Volta e meia, algum internauta leva uma questão aos cientistas de plantão na web — como os seres humanos sobreviveram por tanto tempo sem vacinas? Muitas vezes, a pergunta é feita com o viés de que, por milhares de anos, nossa espécie conseguiu se virar muito bem, obrigado, sem os imunizantes, questionando sua necessidade. A eficácia das vacinas leva a uma questão retórica interessante: a falácia do viés de sobrevivência.
Os Homo sapiens realmente conseguiram levar a vida sem vacinas, caso contrário, não estaríamos realizando a presente comunicação, mas isso não quer dizer que muitas outras pessoas não tenham morrido pela falta delas. Grande parte sem passar à frente seus genes aos descendentes. O mesmo pode ser dito para todo tipo de remédio e tratamento, como os antibióticos, anti-inflamatórios, quimioterapias e afins.
O viés de sobrevivência
Você já deve ter ouvido sobre o viés de sobrevivência em alguma conversa por aí. “Minha avó fumou todos os dias desde os 19 anos de idade, viveu até os 100 e não teve nenhum problema de pulmão”. O tabagismo, dessa forma, parece menos perigoso porque há uma pessoa no grupo de sobreviventes, fazendo parecer que a atividade não é potencialmente mortal.
Em outras palavras, o problema oculto no viés da sobrevivência é que você não costuma ouvir histórias de pessoas que morreram de problemas relacionados ao fumo, diminuindo a percepção de seu malefício.

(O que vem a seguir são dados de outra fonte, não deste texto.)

PR #8880, opened 2022-07-16
Allow registering custom `ColorResolver`s

diesieben07:
`ColorResolver` is used to create biome-based block coloring. The `BlockAndTintGetter`  given to `BlockColor` cannot directly be used to obtain the biome, it must be done through `ColorResolver`, which will allow the game to implement caching and also apply the selected biome blend. Any ColorResolver instance must be registered for this cache though. This PR adds an event to allow mods to register their own.


src/main/java/net/minecraftforge/client/ForgeHooksClient.java
```diff
@@ -318,6 +321,23 @@ public static void onItemColorsInit(ItemColors itemColors, BlockColors blockColo
         ModLoader.get().postEvent(new RegisterColorHandlersEvent.Item(itemColors, blockColors));
     }
 
+    private static ImmutableList<ColorResolver> colorResolvers;
```
marchermans: Please move this into its own management class.

marchermans (changes requested):

marchermans (approved):

src/main/java/net/minecraftforge/client/ColorResolverManager.java
```diff
@@ -0,0 +1,51 @@
...
+        colorResolvers = builder.build();
+    }
+
+    /**
+     * Register a {@link BlockTintCache} for every registered {@link ColorResolver} into the given target map.
+     *
+     * @param level the level to use
+     * @param target the map to populate
+     */
+    public static void registerBlockTintCaches(ClientLevel level, Map<ColorResolver, BlockTintCache> target)
```
sciwhiz12, line 40: Should this be marked as `@ApiStatus.Internal`? Is there a reason for a mod to call this method?

src/test/java/net/minecraftforge/debug/client/CustomColorResolverTest.java
```diff
@@ -0,0 +1,60 @@
...
+import net.minecraftforge.eventbus.api.IEventBus;
+import net.minecraftforge.eventbus.api.SubscribeEvent;
+import net.minecraftforge.fml.common.Mod;
+import net.minecraftforge.fml.javafmlmod.FMLJavaModLoadingContext;
+import net.minecraftforge.registries.DeferredRegister;
+import net.minecraftforge.registries.ForgeRegistries;
+import net.minecraftforge.registries.RegistryObject;
+
+@Mod(CustomColorResolverTest.MOD_ID)
+public class CustomColorResolverTest
```
sciwhiz12, line 31: Please provide a javadoc for this class which explains what feature this tests, how to test it, and what the expected results are from said test.

This should also be added to the test sourceset's `mods.toml` for now.

sciwhiz12 (changes requested):

src/main/java/net/minecraftforge/client/ColorResolverManager.java
diesieben07: My reason for not marking it as internal was for mods that do custom rendering (maybe even something like Optifine) needing to call it.

diesieben07:
Test mod without biome blend

And with biome blend

sciwhiz12 (approved):

diesieben07:
Updated to 1.19.2

sciwhiz12 (approved):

Um exemplo interessante aconteceu na 2ª Guerra Mundial, como notado pelo estatístico Abraham Wald. Os aviões que sobreviviam a tiroteios voltavam à base, e os engenheiros que os examinavam pensavam que as regiões perfuradas por balas eram as mais frágeis dos aeroplanos, passando a reforçar sua estrutura. Isso, no entanto, não levou ao retorno de mais pilotos com vida — o que estaria acontecendo, então?
Wald lembrou que os aviões que não retornavam não podiam ter suas perfurações por bala analisadas, e, é claro, provavelmente haviam sido alvejados em áreas mais mortais. O viés de sobrevivência levou a uma conclusão errada com base apenas nos veículos sobreviventes, e isso se provou correto quando as regiões não atingidas nos aeroplanos que retornavam foram reforçadas e mais deles passaram a sobreviver a tiroteios.
Isso também ocorre com as doenças. Os humanos, como espécie, sobreviveram a todas as patologias enfrentadas até agora, mas não sem muitas mortes. A Peste Negra e a Gripe Espanhola, por exemplo, foram devastadoras — a primeira doença chegou a eliminar até ⅓ de toda a população da Europa, chegando até a ser usada como arma biológica na Crimeia, onde mongóis catapultaram mortos pela condição para dentro de fortes.
A Peste Negra, também chamada de peste bubônica, voltou em pequenos surtos, mas hoje conseguimos controlá-la, inclusive com vacinas. Outra doença que matava humanos aos montes era a varíola — até 30% dos infectados acabava indo a óbito. Um dos únicos tratamentos era injetar pus das pústulas dos infectados em pessoas saudáveis, mas com pouca garantia de sucesso.
Em 1796, Edward Jenner descobriu que leiteiras infectadas por varíola bovina ficavam imunes à varíola comum, tendo então a ideia para a primeira vacina do mundo — com o imunizante, conseguimos vencer a doença, que foi declarada erradicada pela Organização Mundial da Saúde em 1979.
Os humanos conseguiriam sobreviver sem vacinas? Provavelmente sim. Mas a custo de milhões e milhões de mortes a mais.